Recently, a research group led by Prof. Yong-Chun Liu from Department of Physics, Tsinghua University have used feedback to construct a parity-time symmetric Hamiltonian in a single dissipative resonant system, and effectively narrowed the linewidth of the system in the parity-time symmetric phase. The research results were published in Physical Review Letters under the title of "PT-Symmetric Feedback Induced Linewidth Narrowing".

Linewidth is one of the key factors that determine the performance of resonance systems, such as atoms, optical cavities and mechanical resonators. Especially, for precision measurement and sensing, we always strive for a narrow linewidth to achieve better measurement sensitivity. In various precision experiments such as atomic magnetometry and atomic gyroscopy, a very narrow linewidth enables to detect extremely weak signals. On the other hand, narrow linewidth also represents long coherence time, which is beneficial for quantum storage and quantum information processing. In order to reduce the linewidth, various methods have been proposed, e.g., anti-relaxation coating of vessel walls, spin-exchange-relaxation-free mechanism, nonlinear magneto-optical rotation approach and coherent population trapping scheme in atomic systems. However, these methods typically have specific and stringent requirements, e.g., highly demanding fabrication, strict magnetic shielding or specific energy levels. Therefore, a method for narrowing linewidths that is universally applicable to dissipative resonance systems and can be implemented using a simple device is of great significance.

They realized a novel type of parity-time-symmetric (PT-symmetric) system by utilizing a single resonance mode, which leads to efficient and tunable linewidth narrowing. In recent years, PT symmetry has attracted much interest, inspired by its unique property that exhibiting real energy spectra with non-Hermitian. The study of PT symmetry provides a powerful tool of engineering gain and loss and controlling the system linewidth.
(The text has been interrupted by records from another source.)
Issue #43963, opened 2025-01-25
Log4j2 not working with Spring Boot 3.4.2 together with BlockHound


micopiira:
When upgrading to Spring Boot 3.4.2 our logging stopped completely working. 

After narrowing down I figured the problem happens with Spring Boot 3.4.2 when using Log4j2 together with BlockHound.

Here is a minimum reproducer repo: https://github.com/micopiira/spring-boot-log4j2-issue

Spring Boot 3.4.1 with exact same Log4j2 version and BlockHound version works.

Spring Boot 3.4.1:

<img width="1283" alt="Image" src="https://github.com/user-attachments/assets/0cd4cda6-5c40-4851-905d-3157ea04c30e" />

Spring Boot 3.4.2:

<img width="726" alt="Image" src="https://github.com/user-attachments/assets/49aab7e0-6304-48e0-ad6a-ab0af2e97422" />

wilkinsona:
Thanks for the report and for the minimal. I assume that something has changed in Spring Boot 3.4.2 that is causing BlockHound to break Log4j2 in some way. Unfortunately, given that this works fine without BlockHound and the way in which BlockHound works, I don't think there's anything we can do about this in Spring Boot. Please raise a [BlockHound issue](https://github.com/reactor/BlockHound/issues) so that they can investigate further.

wilkinsona:
Re-opening. Thanks to @violetagg's [analysis](https://github.com/reactor/BlockHound/issues/469#issuecomment-2621694954), this has been tracked down to an assumption in `StatusConsoleListener#closeNonSystemStream` that is faulty when BlockHound is involved. It's only started causing a problem due to https://github.com/spring-projects/spring-boot/issues/43578.

nosan:
Thanks for the sample, @micopiira.

`StandardOutputIntegration.applyTo(...)` replaces the standard OUT and ERR streams with `PrintStreamDelegate`. During initialization, `Log4J2LoggingSystem` attempts to reset the `FallbackListener` stream (which was previously replaced by BlockHound). This results in `PrintStreamDelegate` being closed, which in turn delegates the close call to the standard OUT and ERR streams.

One of the options is to revert https://github.com/spring-projects/spring-boot/commit/b6b9237f2c0f8b3767c04d017bfd0a5e5778d18d and fix `SampleLog4j2StructuredLoggingApplicationTests`.
https://github.com/spring-projects/spring-boot/compare/main...nosan:spring-boot:43963



[...]

PR #44380, opened 2025-02-20
Console output may be lost when using Log4j2 with something that replaces System.out

nosan:
See gh-43963


nosan:
Thanks, @wilkinsona 

I did typo in commit message 🤦  (I used Log42j instead of **Log4j2**)

wilkinsona:
Sorry, I would have corrected that if I'd noticed it. It's no big deal though, we've managed plenty of those over the years so welcome to the club.

Yobyn:
Any idea when 3.4.3 will be available on maven?

spencergibb:
It is there already https://repo1.maven.org/maven2/org/springframework/boot/spring-boot-dependencies/3.4.3/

However, previous realizations of PT symmetry require two or more modes, which is not applicable in a large variety of systems which contain only a single resonance mode. They found that a single resonance system has two orthogonal quadrature. By constructing a quadrature measurement-feedback loop in which one quadrature component is measured with feedback [Fig1. (b)], an equivalent gain is introduced, breaking the symmetry between the quadratures and realizing a PT-symmetric system. By adjusting the feedback factor, the eigenvalues of the system can be controlled [Fig. 1(d)-(e)]. In the PT symmetric phase (orange area), the imaginary parts (dissipation) of the system's eigenvalues decrease with the increase of the feedback factor, resulting in a narrowing of the linewidth.

FIG. 1. (a) Typical trajectory of a dissipative resonance system in the phase space. (b) Schematic diagram of the PT -symmetric feedback system. (c) Phase-space trajectory of the PT -symmetric feedback system (red solid curve) and Hermitian resonance system (black dashed curve). (d),(e) Real and imaginary parts of the eigenvalues. (f),(g) Typical time evolution of quadratures X (blue solid curve) and Y (orange dashed curve) in PT -symmetric phase and symmetry broken phase.
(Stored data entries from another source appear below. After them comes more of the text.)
Issue #44382, opened 2025-02-20
Documentation bug: Inconsistency in Mongo connection setup


michaldo:
On one hand documentation shows how to configure database with uri
https://docs.spring.io/spring-boot/reference/data/nosql.html#data.nosql.mongodb.connecting

> as shown in the following example:

```
spring:
  data:
    mongodb:
      uri: "mongodb://user:secret@mongoserver1.example.com:27017,mongoserver2.example.com:23456/test"
```

On the other hand property reference denies uri configurability

https://docs.spring.io/spring-boot/appendix/application-properties/index.html#application-properties.data.spring.data.mongodb.port

>  spring.data.mongodb.port | Mongo server port. Cannot be set with URI.
spring.data.mongodb.uri | Mongo database URI. Overrides host, port, username, and password.
spring.data.mongodb.database | Database name. Overrides database in URI.
spring.data.mongodb.host | Mongo server host. Cannot be set with URI.
spring.data.mongodb.password | Login password of the mongo server. Cannot be set with URI.
spring.data.mongodb.replica-set-name | Required replica set name for the cluster. Cannot be set with URI.

Unable to understand, basing on documentation, what is allowed in URI and what overrides what

nosan:
If Mongo database URI **spring.data.mongodb.uri** property is specified it will be used as `ConnectionString`, otherwise `ConnectionString` will be built based on other properties such as `spring.data.mongodb.host`, etc.  

https://github.com/spring-projects/spring-boot/blob/109fd6f97da95ab78d20cbaddb2ca817e647cd1c/spring-boot-project/spring-boot-autoconfigure/src/main/java/org/springframework/boot/autoconfigure/mongo/PropertiesMongoConnectionDetails.java#L55
 
The one exception is `spring.data.mongodb.database` property,  this property has higher precedence over `spring.data.mongodb.uri` property. 

https://github.com/spring-projects/spring-boot/blob/a8948790854796789a4087739ed7199a43a0300c/spring-boot-project/spring-boot-autoconfigure/src/main/java/org/springframework/boot/autoconfigure/data/mongo/MongoReactiveDataAutoConfiguration.java#L88

https://github.com/spring-projects/spring-boot/blob/593fa1dc42177cc33b076643bd2ba6c66e84a3db/spring-boot-project/spring-boot-autoconfigure/src/main/java/org/springframework/boot/autoconfigure/data/mongo/MongoDatabaseFactoryConfiguration.java#L49

[...]

PR #44384, opened 2025-02-20
Clarify which Mongo properties are ignored when URI property is set

nosan:
See [#44382](https://github.com/spring-projects/spring-boot/issues/44382)


quaff:
It apply to `RedisProperties` and others.

wilkinsona:
I’m not sure that it does as RedisProperties does not use them same “cannot be set” language that caused confusion here. Let’s focus on Mongo for now. We can consider a broader sweep separately.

They demonstrated the PT-symmetric feedback mechanism in a thermal atomic ensemble, which is a typical example of magnetic resonance system. A beam of circularly polarized laser propagating along the −z direction optically pumps the atomic ensemble to polarize the collective spin. A static magnetic field is applied along z axis, then the collective spin undergoes a Larmor precession around z axis. Thus the transverse components Px,y oscillates in the xy plane, constituting a harmonic oscillator. They measured the spin polarization component Px using a probe laser via polarization homodyne detection, and the output signal is then fed into a loop that includes a feedback resistor and the y-axis feedback coil, which generate the feedback magnetic field. The effect is that the gain is introduced into the Px orthogonal quadrature, breaking the symmetry of Px and Py, making the collective spin oscillator become a PT-symmetric system.
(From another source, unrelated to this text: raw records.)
PR #44385, opened 2025-02-20
Adapt Javadoc reference of JooqExceptionTranslator to use ExceptionTranslatorExecuteListener

ngocnhan-tran1996:
`JooqExceptionTranslator` will be removed in 3.5.0 and this PR update the reference javadoc link

Reference
https://docs.spring.io/spring-boot/3.5-SNAPSHOT/how-to/data-access.html#howto.data-access.configure-jooq-with-multiple-datasources


snicoll:
It has been removed already and deprecated since 3.3.x.

PR #44388, opened 2025-02-20
Use Javadoc attributes for Gradle reference guide

ngocnhan-tran1996:


snicoll:
Nice, thanks again @ngocnhan-tran1996.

Fig.2. Experimental setup with a thermal atomic ensemble.

In the PT-symmetric phase, the feedback factor is controlled by the feedback resistance, which can conveniently adjust the linewidth of the system. The linewidth is reduced from 654 Hz to 13.6 Hz, which is 48-fold narrowing. By applying the method in magnetometry, they realized 22-times improvement of the measurement sensitivity. This work opens the avenue for studying non-Hermitian physics and high-precision measurements in resonance systems with feedback.

Fig.3. Dependence of linewidth and equivalent relaxation time on the feedback factor.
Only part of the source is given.